====== DATASET RECORDS

PR #3727, opened 2024-05-14
Tweak `vector_space(K, polynomials)` a bit more

joschmitt:
As discussed in https://github.com/oscar-system/Oscar.jl/pull/3717#discussion_r1597447298. Let's see whether something breaks. I have the impression this function is only called at one place in the code base.

### DIFF
--- a/src/Rings/mpoly-graded.jl
+++ b/src/Rings/mpoly-graded.jl
@@ -1350,7 +1350,7 @@ end
 @doc raw"""
     vector_space(K::Field, polys::Vector{T}; target = nothing) where {T <: MPolyRingElem}
 
-Return a `K`-vector space `V` and an epimorphism from `V` onto the `K`-vector
+Return a `K`-vector space `V` and an isomorphism from `V` to the `K`-vector
 space spanned by the polynomials in `polys`.
 
 Note that all polynomials must have the same parent `R`, and `K` must be equal
--- a/src/Rings/mpoly-graded.jl
+++ b/src/Rings/mpoly-graded.jl
@@ -1269,7 +1269,7 @@ end
     homogeneous_component(R::MPolyDecRing, g::FinGenAbGroupElem)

============

▸ **PROBLEM DETAILS**
With nothing left out, return each entry exactly.

▸ **YOUR SOLUTION**
PR #3727, opened 2024-05-14
Tweak `vector_space(K, polynomials)` a bit more

joschmitt:
As discussed in https://github.com/oscar-system/Oscar.jl/pull/3717#discussion_r1597447298. Let's see whether something breaks. I have the impression this function is only called at one place in the code base.

### DIFF
--- a/src/Rings/mpoly-graded.jl
+++ b/src/Rings/mpoly-graded.jl
@@ -1350,7 +1350,7 @@ end
 @doc raw"""
     vector_space(K::Field, polys::Vector{T}; target = nothing) where {T <: MPolyRingElem}
 
-Return a `K`-vector space `V` and an epimorphism from `V` onto the `K`-vector
+Return a `K`-vector space `V` and an isomorphism from `V` to the `K`-vector
 space spanned by the polynomials in `polys`.
 
 Note that all polynomials must have the same parent `R`, and `K` must be equal
--- a/src/Rings/mpoly-graded.jl
+++ b/src/Rings/mpoly-graded.jl
@@ -1269,7 +1269,7 @@ end
     homogeneous_component(R::MPolyDecRing, g::FinGenAbGroupElem)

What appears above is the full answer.